**TASK DIRECTIONS:** Provide nothing except how many lines of the data contain the word "itself".
Start of GIVEN DATA
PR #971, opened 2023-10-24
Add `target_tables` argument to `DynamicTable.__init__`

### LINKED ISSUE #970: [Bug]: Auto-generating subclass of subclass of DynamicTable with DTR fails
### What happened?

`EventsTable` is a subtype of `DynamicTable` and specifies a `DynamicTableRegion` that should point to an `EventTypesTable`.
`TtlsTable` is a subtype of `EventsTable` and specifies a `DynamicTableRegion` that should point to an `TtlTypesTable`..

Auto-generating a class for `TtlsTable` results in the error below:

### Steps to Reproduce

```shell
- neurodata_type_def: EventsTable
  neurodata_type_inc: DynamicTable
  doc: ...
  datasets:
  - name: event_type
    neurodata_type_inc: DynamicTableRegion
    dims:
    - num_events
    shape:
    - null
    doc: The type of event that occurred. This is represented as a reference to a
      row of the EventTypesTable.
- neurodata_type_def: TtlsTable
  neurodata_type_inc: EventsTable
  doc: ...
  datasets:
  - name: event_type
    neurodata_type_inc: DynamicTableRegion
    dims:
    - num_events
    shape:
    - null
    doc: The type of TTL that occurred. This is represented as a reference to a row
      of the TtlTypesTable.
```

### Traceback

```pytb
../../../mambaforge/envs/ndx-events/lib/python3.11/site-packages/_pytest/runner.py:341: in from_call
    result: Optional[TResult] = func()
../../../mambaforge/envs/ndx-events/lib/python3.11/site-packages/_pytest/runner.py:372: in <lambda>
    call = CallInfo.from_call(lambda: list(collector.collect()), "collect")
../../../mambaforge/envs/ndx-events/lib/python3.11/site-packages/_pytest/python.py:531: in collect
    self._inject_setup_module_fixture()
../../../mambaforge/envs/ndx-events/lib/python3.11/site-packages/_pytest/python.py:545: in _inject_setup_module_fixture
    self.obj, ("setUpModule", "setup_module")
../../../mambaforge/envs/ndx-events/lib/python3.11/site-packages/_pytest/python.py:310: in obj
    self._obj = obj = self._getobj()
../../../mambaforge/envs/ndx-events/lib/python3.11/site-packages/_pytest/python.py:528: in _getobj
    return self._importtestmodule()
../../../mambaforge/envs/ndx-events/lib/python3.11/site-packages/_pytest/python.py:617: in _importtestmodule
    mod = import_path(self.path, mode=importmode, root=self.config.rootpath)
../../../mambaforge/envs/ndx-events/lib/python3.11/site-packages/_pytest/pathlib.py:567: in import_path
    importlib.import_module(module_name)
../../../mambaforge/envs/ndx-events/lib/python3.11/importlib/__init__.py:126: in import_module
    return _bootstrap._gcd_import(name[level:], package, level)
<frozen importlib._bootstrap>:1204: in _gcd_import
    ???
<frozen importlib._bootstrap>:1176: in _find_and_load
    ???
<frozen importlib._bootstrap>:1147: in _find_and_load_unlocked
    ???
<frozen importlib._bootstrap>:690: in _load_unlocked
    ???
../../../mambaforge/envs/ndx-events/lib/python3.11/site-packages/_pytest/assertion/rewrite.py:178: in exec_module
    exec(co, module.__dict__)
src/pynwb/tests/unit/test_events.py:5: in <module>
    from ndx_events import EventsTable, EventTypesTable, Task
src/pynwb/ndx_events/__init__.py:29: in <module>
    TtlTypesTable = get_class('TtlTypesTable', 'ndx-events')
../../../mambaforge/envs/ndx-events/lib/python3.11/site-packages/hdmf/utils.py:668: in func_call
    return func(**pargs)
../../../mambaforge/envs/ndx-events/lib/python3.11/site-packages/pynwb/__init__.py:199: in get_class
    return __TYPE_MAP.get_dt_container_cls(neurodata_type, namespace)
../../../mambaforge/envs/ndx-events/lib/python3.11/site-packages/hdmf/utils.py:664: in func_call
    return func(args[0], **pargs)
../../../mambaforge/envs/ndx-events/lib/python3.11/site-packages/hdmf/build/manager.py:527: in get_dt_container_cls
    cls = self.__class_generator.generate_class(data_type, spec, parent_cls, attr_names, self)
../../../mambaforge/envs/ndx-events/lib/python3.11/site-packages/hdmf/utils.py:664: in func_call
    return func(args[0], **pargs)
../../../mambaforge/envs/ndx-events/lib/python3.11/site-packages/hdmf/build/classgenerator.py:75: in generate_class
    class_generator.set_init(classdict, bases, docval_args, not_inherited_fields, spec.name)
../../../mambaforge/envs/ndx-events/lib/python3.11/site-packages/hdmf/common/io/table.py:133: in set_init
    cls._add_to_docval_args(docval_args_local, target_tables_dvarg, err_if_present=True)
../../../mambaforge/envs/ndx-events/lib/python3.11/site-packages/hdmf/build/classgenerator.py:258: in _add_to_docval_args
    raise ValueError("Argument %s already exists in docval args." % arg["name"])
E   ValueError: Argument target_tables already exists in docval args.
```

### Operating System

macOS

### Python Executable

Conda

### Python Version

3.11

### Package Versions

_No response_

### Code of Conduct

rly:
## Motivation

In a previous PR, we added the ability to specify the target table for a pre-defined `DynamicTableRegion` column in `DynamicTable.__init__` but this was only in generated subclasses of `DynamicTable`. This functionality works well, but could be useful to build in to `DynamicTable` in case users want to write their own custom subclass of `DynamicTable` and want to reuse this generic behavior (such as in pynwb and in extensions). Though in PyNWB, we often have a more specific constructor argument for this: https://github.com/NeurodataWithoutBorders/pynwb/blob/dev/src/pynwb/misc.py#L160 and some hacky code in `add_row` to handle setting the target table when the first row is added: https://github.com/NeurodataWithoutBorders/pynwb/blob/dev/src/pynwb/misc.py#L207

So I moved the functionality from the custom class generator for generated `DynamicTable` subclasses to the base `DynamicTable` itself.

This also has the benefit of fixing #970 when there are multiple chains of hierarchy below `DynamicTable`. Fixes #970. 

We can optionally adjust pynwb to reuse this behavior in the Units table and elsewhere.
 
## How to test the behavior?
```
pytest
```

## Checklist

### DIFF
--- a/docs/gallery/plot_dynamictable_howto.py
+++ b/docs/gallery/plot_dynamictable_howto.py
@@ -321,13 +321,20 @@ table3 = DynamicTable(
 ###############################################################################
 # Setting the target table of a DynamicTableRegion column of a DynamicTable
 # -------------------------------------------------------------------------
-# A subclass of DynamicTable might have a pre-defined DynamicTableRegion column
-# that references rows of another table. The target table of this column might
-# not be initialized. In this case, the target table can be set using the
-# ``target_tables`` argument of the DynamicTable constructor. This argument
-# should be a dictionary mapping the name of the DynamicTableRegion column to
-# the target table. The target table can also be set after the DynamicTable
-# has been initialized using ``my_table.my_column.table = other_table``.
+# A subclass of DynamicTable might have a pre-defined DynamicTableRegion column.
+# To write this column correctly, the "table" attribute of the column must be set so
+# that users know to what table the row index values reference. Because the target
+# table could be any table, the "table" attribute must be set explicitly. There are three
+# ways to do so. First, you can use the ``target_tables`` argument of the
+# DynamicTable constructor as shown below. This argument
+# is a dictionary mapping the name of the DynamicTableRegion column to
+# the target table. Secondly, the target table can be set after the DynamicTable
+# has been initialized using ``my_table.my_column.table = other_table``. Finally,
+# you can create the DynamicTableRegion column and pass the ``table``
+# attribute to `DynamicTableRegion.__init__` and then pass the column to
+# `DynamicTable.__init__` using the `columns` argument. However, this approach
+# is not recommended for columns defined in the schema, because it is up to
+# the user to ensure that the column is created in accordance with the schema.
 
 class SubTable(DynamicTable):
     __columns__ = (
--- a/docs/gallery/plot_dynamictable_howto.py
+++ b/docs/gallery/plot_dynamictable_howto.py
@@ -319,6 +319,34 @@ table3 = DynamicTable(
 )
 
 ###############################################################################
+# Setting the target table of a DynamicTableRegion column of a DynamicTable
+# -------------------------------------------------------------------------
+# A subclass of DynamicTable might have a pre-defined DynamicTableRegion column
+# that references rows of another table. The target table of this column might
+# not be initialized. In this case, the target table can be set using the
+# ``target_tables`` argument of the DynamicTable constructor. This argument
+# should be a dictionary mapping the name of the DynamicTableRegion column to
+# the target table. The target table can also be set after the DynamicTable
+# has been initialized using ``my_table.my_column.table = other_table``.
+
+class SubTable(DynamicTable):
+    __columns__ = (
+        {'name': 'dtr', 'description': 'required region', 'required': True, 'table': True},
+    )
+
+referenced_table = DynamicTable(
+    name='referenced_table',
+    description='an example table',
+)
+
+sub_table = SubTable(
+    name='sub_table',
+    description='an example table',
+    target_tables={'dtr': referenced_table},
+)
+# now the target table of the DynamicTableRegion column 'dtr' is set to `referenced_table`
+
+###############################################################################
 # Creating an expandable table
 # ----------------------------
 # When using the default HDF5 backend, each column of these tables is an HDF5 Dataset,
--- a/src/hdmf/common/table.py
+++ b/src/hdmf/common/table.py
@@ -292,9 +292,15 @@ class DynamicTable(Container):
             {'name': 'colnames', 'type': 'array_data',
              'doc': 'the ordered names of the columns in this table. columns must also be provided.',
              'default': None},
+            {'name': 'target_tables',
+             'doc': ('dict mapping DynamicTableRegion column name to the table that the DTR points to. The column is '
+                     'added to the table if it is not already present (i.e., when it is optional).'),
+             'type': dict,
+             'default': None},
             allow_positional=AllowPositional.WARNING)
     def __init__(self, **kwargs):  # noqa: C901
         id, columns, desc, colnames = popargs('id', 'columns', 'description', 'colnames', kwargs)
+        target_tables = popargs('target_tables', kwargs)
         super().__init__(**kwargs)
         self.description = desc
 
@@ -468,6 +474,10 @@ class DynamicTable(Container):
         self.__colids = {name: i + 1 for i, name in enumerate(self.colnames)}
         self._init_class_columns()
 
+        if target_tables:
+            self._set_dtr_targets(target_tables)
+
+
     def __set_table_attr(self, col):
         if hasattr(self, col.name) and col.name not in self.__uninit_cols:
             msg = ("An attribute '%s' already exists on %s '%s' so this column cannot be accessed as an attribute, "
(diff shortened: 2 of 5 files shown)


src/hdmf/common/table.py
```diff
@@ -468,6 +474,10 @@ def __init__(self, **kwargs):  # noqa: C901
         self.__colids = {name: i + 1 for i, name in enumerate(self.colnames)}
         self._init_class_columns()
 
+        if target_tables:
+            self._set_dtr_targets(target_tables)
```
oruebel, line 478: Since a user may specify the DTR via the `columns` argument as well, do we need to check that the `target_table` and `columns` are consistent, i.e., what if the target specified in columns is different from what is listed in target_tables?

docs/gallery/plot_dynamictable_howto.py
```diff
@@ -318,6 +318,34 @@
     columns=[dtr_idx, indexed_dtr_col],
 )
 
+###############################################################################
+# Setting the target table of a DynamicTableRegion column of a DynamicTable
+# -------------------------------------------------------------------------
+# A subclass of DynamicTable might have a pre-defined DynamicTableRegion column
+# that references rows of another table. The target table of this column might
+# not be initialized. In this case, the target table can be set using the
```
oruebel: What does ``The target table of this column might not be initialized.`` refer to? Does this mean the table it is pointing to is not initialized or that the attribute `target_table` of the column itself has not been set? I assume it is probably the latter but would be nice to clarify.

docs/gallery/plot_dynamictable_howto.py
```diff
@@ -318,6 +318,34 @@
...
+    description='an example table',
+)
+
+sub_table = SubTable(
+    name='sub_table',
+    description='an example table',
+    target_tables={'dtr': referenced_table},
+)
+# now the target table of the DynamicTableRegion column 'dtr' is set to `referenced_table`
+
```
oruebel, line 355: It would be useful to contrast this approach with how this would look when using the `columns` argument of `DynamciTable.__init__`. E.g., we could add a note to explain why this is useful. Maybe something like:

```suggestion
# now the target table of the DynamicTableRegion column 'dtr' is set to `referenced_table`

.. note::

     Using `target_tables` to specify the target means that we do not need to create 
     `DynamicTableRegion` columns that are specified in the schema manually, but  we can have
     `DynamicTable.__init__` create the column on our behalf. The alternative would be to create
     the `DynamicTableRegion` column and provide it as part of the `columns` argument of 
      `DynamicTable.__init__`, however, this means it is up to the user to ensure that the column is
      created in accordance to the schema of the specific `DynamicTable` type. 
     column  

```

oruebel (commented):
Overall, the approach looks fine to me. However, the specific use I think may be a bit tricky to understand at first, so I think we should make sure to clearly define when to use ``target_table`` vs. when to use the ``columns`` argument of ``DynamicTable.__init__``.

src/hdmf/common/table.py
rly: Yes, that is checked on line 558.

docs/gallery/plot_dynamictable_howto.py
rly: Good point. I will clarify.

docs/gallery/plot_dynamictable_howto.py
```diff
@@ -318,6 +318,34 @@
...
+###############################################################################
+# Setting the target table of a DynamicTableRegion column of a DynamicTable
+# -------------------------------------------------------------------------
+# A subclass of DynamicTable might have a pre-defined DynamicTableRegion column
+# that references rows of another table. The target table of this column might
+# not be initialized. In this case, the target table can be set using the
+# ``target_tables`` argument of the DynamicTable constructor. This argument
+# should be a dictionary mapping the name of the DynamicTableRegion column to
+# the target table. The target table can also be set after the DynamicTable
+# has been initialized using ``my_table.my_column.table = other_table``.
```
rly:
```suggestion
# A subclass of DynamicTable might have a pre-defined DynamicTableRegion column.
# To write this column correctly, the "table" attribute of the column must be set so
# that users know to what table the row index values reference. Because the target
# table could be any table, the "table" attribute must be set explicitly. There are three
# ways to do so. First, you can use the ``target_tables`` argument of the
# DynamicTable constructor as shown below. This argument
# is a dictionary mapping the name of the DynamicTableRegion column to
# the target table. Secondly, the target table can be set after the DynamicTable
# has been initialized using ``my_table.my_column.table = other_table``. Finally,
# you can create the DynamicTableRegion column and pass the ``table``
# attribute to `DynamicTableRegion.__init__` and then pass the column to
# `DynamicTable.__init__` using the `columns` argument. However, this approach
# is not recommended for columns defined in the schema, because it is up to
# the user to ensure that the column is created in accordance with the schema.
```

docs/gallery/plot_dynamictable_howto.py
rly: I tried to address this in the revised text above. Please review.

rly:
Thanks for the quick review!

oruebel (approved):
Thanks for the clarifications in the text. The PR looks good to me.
End of GIVEN DATA
**COMPLETED EXERCISE:** 2